## To do
I would like every line of the records below that contains the word "usage" copied.

▶

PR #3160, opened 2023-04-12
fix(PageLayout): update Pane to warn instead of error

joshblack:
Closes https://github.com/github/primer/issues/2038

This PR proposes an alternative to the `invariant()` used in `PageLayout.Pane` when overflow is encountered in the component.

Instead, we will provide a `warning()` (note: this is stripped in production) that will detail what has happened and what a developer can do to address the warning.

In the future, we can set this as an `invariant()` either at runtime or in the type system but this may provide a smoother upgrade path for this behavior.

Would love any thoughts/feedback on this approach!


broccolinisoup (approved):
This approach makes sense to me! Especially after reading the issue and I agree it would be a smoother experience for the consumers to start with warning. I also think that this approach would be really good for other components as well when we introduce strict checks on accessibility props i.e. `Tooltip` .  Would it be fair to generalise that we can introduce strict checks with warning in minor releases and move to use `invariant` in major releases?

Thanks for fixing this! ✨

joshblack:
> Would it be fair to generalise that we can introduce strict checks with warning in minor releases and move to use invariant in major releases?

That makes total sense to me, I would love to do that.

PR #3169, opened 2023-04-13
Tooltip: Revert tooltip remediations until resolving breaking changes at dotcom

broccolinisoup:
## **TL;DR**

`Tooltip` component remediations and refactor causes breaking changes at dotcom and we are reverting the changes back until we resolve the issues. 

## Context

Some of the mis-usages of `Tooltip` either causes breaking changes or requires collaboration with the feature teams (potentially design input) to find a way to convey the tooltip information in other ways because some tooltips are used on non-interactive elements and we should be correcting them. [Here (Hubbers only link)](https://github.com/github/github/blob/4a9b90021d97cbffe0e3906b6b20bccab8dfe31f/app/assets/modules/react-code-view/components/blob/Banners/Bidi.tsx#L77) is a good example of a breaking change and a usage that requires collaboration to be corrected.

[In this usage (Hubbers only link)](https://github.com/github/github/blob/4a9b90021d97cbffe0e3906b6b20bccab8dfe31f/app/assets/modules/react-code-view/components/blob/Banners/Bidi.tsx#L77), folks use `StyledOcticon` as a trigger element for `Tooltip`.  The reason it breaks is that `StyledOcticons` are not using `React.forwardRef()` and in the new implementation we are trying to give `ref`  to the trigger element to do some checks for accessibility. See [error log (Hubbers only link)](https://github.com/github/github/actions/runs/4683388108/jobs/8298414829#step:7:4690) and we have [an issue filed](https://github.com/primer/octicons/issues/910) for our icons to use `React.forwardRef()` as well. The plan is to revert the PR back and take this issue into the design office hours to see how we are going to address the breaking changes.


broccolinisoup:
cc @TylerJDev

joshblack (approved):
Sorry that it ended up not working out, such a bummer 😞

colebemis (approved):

◀

## Answer for this exercise
Some of the mis-usages of `Tooltip` either causes breaking changes or requires collaboration with the feature teams (potentially design input) to find a way to convey the tooltip information in other ways because some tooltips are used on non-interactive elements and we should be correcting them. [Here (Hubbers only link)](https://github.com/github/github/blob/4a9b90021d97cbffe0e3906b6b20bccab8dfe31f/app/assets/modules/react-code-view/components/blob/Banners/Bidi.tsx#L77) is a good example of a breaking change and a usage that requires collaboration to be corrected.
[In this usage (Hubbers only link)](https://github.com/github/github/blob/4a9b90021d97cbffe0e3906b6b20bccab8dfe31f/app/assets/modules/react-code-view/components/blob/Banners/Bidi.tsx#L77), folks use `StyledOcticon` as a trigger element for `Tooltip`.  The reason it breaks is that `StyledOcticons` are not using `React.forwardRef()` and in the new implementation we are trying to give `ref`  to the trigger element to do some checks for accessibility. See [error log (Hubbers only link)](https://github.com/github/github/actions/runs/4683388108/jobs/8298414829#step:7:4690) and we have [an issue filed](https://github.com/primer/octicons/issues/910) for our icons to use `React.forwardRef()` as well. The plan is to revert the PR back and take this issue into the design office hours to see how we are going to address the breaking changes.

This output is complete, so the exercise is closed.